I tried the port in holidays with Win7 x86 and x64, i had no special issues exept the fact that the guest has a big perf hit with multiple virtual cores enabled. I guess this is something that will get better with time.

I was wondering though, is it possible to make this port gcc44 friendly? ssse3 and sse4.1 would help in this case, wouldn't it?

If i can help / further test in any way please let me know.


----------



## oliverh (Jan 5, 2010)

>i had no special issues exept the fact that the guest has a big perf hit with multiple virtual cores enabled.
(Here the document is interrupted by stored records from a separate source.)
PR #2203, opened 2018-02-11
[preparation] add an edit button to changelog entries

wilzbach:
Required for https://github.com/dlang/tools/pull/314

Pretty stupidly simple for now:

image

(if wanted the CSS can always be tweaked later, but for now these Ddoc classes are required for the tools PR)


schveiguy:
OK, so this should have no real effect (yet). The diff just shows an added css style. Seems fine, can be reversed if for some reason we find it's a problem.

wilzbach:
Yeah, the real effect comes into play in https://github.com/dlang/tools/pull/314

PR #2207, opened 2018-02-13
cent and ucent missing in the list BasicTypeX

schlupa:
Even if these types are not implemented, they are reserved and they should therefore be listed. They are listed on the page but not in the grammar.


MetaLang:
They're not rejected by the lexer so they should be included in the grammar spec.

PR #2209, opened 2018-02-15
Clarify behavior of debug statements

WalterBright:
See https://github.com/dlang/dmd/pull/7882 and https://issues.dlang.org/show_bug.cgi?id=18407 for discussion.


wilzbach:
Yes, https://github.com/dlang/dlang.org/pull/2209.

PR #2210, opened 2018-02-15
tips and tricks: document easy way to get compiler version and importPaths

timotheecour:
ppl may not be aware of such a way to get this on cmd line

### DIFF
--- a/dcompiler.dd
+++ b/dcompiler.dd
@@ -18,6 +18,7 @@ $(D_S dmd - $(WINDOWS Windows)$(LINUX Linux)$(OSX Mac OS X)$(FREEBSD FreeBSD) D 
     $(LI $(RELATIVE_LINK2 library, Building Libraries))
     $(LI $(RELATIVE_LINK2 compiling-dmd, Compiling dmd))
     $(LI $(RELATIVE_LINK2 compiling-phobos, Compiling Phobos))
+    $(LI $(RELATIVE_LINK2 tips-tricks, Tips and Tricks))
     )
 
 $(H2 $(LNAME2 requirements, Requirements and Downloads))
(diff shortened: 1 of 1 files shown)


dcompiler.dd
```diff
@@ -864,6 +865,23 @@ make -f posix.mak DMD=~/$(DMDDIR)/$(OS)/bin/dmd
 )
 
 
+$(H2 $(LEGACY_LNAME2 tips_tricks, tips-tricks, Tips and Tricks))
+
+    $(P Get compiler info on command line (posix):)
+
+
+$(UNIX
```
wilzbach: Please but the entire section and menu item in the `$(UNIX)` tag. Otherwise it will be empty and look weird for people on Windows.

dcompiler.dd
```diff
@@ -864,6 +865,23 @@ make -f posix.mak DMD=~/$(DMDDIR)/$(OS)/bin/dmd
 )
 
 
+$(H2 $(LEGACY_LNAME2 tips_tricks, tips-tricks, Tips and Tricks))
```
wilzbach: You don't need to start new things with legacy support ;-)
Just `$(H2 $(LNAME2 tips-tricks, Tips and Tricks))` should be fine

timotheecour:
> people might be unfamiliar with jq and then you would have to explain it which isn't really the job of the CLI documentation page.

that's exactly why i was mentioning it, to avoid ppl to resort to grep when the right tool for the job is something that understands json (like jq); allows for quick debugging on cmd line; but maybe i can also write smthg like: optionally, use a program like jq to quickly get field u need, eg : ...

i'll address ur other points if we want to proceed with this, otherwise happy to close

wilzbach:
Looks like no one is interested in adding this, so I guess we have to search for alternative places. Content on the wiki is pretty though to find, so maybe we could bootstrap a compiler-specific DTour like tour.dlang.io/tour/mir - this could potentially also include examples on how to get started with dmd development.
Has anyone a better idea?

PR #2087, opened 2018-01-15
Add d-prerelease.tag to DAutoTest

wilzbach:
I realized in https://github.com/dlang/dlang.org/pull/1982 that we don't run
`chmgen.d` on DAutoTest.

@CyberShadow: IIRC you were planning to use `chmgen` to check for dead, internal links?

PR #2212, opened 2018-02-17
remove chmgen (d.chm, dman)

MartinNowak:
- see https://github.com/dlang/installer/pull/298
- too much maintenance for too little gain


CyberShadow:
We need chmgen to lint the generated HTML, so we should not remove it. See https://github.com/dlang/installer/pull/298#issuecomment-366448221.

MartinNowak:
> We need chmgen to lint the generated HTML, so we should not remove it. See dlang/installer#298 (comment).

Mmh OK, could you please turn it into a linter only tool then?
Stuff like this is really not helpful http://nightlies.dlang.org/dmd-master-2018-02-17/build.html.

CyberShadow:
> Mmh OK, could you please turn it into a linter only tool then?

Well, from where I'm standing, that seems like an over-reaction at this point.

> Stuff like this is really not helpful http://nightlies.dlang.org/dmd-master-2018-02-17/build.html.

Feel free to contact me directly when that happens. But that really should be caught by our CI.

MartinNowak:
> Well, from where I'm standing, that seems like an over-reaction at this point.

It's not, I've asked for this several times, and it remains a common nuisance. Again 4 complex issues last year, and 39 nightly build failures (partly b/c I cannot jump onto every failure). I've prolly spent 10 hrs. debugging and trying to fix chmgen last year.

MartinNowak:
Having it as a linter in out CI path seems useful and works b/c issues are catched before being merged (and come with a html diff). Running into d.chm build issues in a release is way too late.

CyberShadow:
> Again 4 complex issues last year, and 39 nightly build failures (partly b/c I cannot jump onto every failure).

What are they?

Please email me when something like this happens, I'll try to address it quickly. I would like to keep maintaining chmgen.

> I've prolly spent 10 hrs. debugging and trying to fix chmgen last year.

I don't understand how that can be. Looking at the commit log, you have made 1 commit involving chmgen.d, and I made 18. Did I miss something?

CyberShadow:
> Running into d.chm build issues in a release is way too late.

We don't test actual chm generation currently, because that can only be done on Windows.

We can test dman on any platform, though.

Do you think you could make it a soft failure, so that it doesn't block a release? Then, let me know and I'll try to fix it.

MartinNowak:
> Do you think you could make it a soft failure, so that it doesn't block a release? Then, let me know and I'll try to fix it.

Either we ship a tool or we don't, a soft failure doesn't make sense for releases. It's not the nightlies, but more the delays this introduces in our release schedule.

MartinNowak:
> > I've prolly spent 10 hrs. debugging and trying to fix chmgen last year.
> 
> I don't understand how that can be. Looking at the commit log, you have made 1 commit involving chmgen.d, and I made 18. Did I miss something?

Yes bug reports and reproducing, hence [search chmgen](https://forum.dlang.org/search?q=chmgen&scope=forum).
https://issues.dlang.org/show_bug.cgi?id=15864
https://issues.dlang.org/show_bug.cgi?id=16167
https://issues.dlang.org/show_bug.cgi?id=17731

MartinNowak:
The current issue again is caused by broken json generation which isn't CI covered.
https://issues.dlang.org/show_bug.cgi?id=16167

MartinNowak:
Changed this PR to only remove d.chm and dman from the release target.

CyberShadow:
> https://issues.dlang.org/show_bug.cgi?id=15864

Not a bug in chmgen... looks like good dogfooding. But if it wasn't caught by CI, then that is a problem.

> https://issues.dlang.org/show_bug.cgi?id=16167

That looks like the same as http://nightlies.dlang.org/dmd-master-2018-02-17/build.html. Yes, it looks like a regression in something surrounding chmgen. It should have been caught by CI.

> https://issues.dlang.org/show_bug.cgi?id=17731

Not a bug in chmgen, but I fixed that on the same day it was filed. I would also file that under dogfooding.

Sorry, but right now this still seems like an overreaction.

CyberShadow:
https://github.com/dlang/dlang.org/pull/2213

MartinNowak:
> Sorry, but right now this still seems like an overreaction.

Those tools (we're only talking about the d.chm and dman, not HTML linting), provide very little value. It's unreasonably that you and I spent so much effort on this. This is time that could go into improving/replacing Jenkins, improving code.dlang.org, reviewing&merging the MinGW toolchain, working on `@safe @nogc`.
But instead we work on obscure macro generators to output json files, that are used to index our website and an offline copy of it :o. If you feel like maintaining that, that's fine for me, but I cannot afford the time and certainly no longer want this to be in our release pipeline.

wilzbach:
I'm totally with Martin here, I also had to waste time with chmgen and as Martin I don't enjoy it either:

https://github.com/dlang/dlang.org/pull/2200

FWIW I even tried to trackle the problem before. See e.g. the still open https://github.com/dlang/dlang.org/pull/2087 from January which shows that the interest in this is little.

> Those tools (we're only talking about the d.chm and dman, not HTML linting),

Yeah the linter would very useful, but FWIW it's not active at the moment because last time I checked too many URLs were broken. (Until my hotfix in https://github.com/dlang/dlang.org/pull/2200 it wasn't even run on the CI).
Maybe we can tackle this with a blacklist, s.t. no one has to do the hard work of fixing all URLs at once, but dump the blacklist file somewhere which can then be reduced in individual PRs step by step?
At least this would prevent regressions.

win32.mak
```diff
@@ -1,46 +0,0 @@
-# Building dlang.org on Windows is no longer supported.
```
wilzbach: :+1: (this file isn't tested or run on a CI anyways)

wilzbach:
FWIW dman and d.chm have now been removed from the 2.079 release - see https://issues.dlang.org/show_bug.cgi?id=18610

And there hasn't been a big outcry yet though there was a bit of discussion on the NG one month ago: https://forum.dlang.org/post/mailman.3726.1518902610.9493.digitalmars-d@puremagic.com

We should have just added the removal to the 2.079 changelog so that people are aware of this.

PR #2791, opened 2020-05-08
class allocator receives size_t not uint

baryluk:
When running gdc 9.3.0:

```
decl.d:45:12: error: allocator decl.XClass.new first argument must be type size_t, not uint
```

### DIFF
--- a/spec/class.dd
+++ b/spec/class.dd
@@ -997,7 +997,7 @@ $(GNAME Allocator):
 $(P A class member function of the form:)
 
 ------
-new(uint size)
+new(size_t size)
 {
     ...
 }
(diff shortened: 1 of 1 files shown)


spec/class.dd
```diff
@@ -997,15 +997,15 @@ $(GNAME Allocator):
...
+new(size_t size)
 {
     ...
 }
 ------
 
         is called a class allocator.
         The class allocator can have any number of parameters, provided
-        the first one is of type uint.
+        the first one is of type size_t.
```
thewilsonator, line 1008: try 
```
the first one is of type $(D size_t).
```

kubo39: I guess this is causing an error in the PDF generator.

PR #2795, opened 2020-05-11
merge stable

MartinNowak:
- update download and changelog for v2.092.0


MartinNowak:
Not sure what broke the ddoc build here @wilzbach, sth. about the string import path of dmd.

wilzbach:
See https://github.com/dlang/dmd/pull/11125#issuecomment-626901284

PR #2796, opened 2020-05-11
Remove issuestats badge

kubo39:
(Edited): The issuestats service is no longer up.


kubo39:
I think this is good to go!

PR #2808, opened 2020-06-02
[class.dd] Move Objective-C method specifics to subsection

ntrel:
The Objective-C method specifics (added in #2540) make it hard to read the docs for people not interested in Objective-C linkage. This moves the details to a subsection.

Also:
* Mention that member functions are also called methods (which is used in some places in class.dd already).
* 2 minor tweaks to surrounding class docs.


jacob-carlborg:
Fine by me.

PR #2814, opened 2020-06-05
Fix spec wrt. the align attribute

kinke:
The semantics were changed with https://github.com/dlang/dmd/pull/6754.

Resolves https://issues.dlang.org/show_bug.cgi?id=20754.

### DIFF
--- a/spec/attribute.dd
+++ b/spec/attribute.dd
@@ -221,7 +221,8 @@ struct S
     int b;    // placed at offset 4
     long c;   // placed at offset 8
 }
-auto sz = S.sizeof;  // 16
+static assert(S.alignof == 8);
+static assert(S.sizeof == 16);
 --------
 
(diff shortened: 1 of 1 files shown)


veelo:
I am in favour of https://github.com/dlang/dmd/pull/6754, but I don’t think the language should be changed silently (https://forum.dlang.org/post/dsklfejzyfmytckeuhby@forum.dlang.org). Since dmd has worked this way for more than three years now I guess one could argue that we have exceeded the deprecation period anyway, but I’m not sure everybody would see it that way. A change log entry would be in order, maybe?

kinke:
A changelog entry for something that was changed/fixed 3 years ago? C'mon. The previous scheme was just plain wrong, resulting in stuff like `T.alignof = 4, T.sizeof = 10` etc.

I guess this is something that will get better with time.

Do you have a multicore cpu?


----------



## thuglife (Jan 5, 2010)

Yeap, Intel Q6600 on FBSD 8 STABLE AMD64.


----------



## FBSDin20Steps (Jan 6, 2010)

I am also doing a bit of testing...

I have a hard lockup when i try to install a guest os. Disabling compiz-manager solved this. I had the same problem with the previous version of VirtualBox.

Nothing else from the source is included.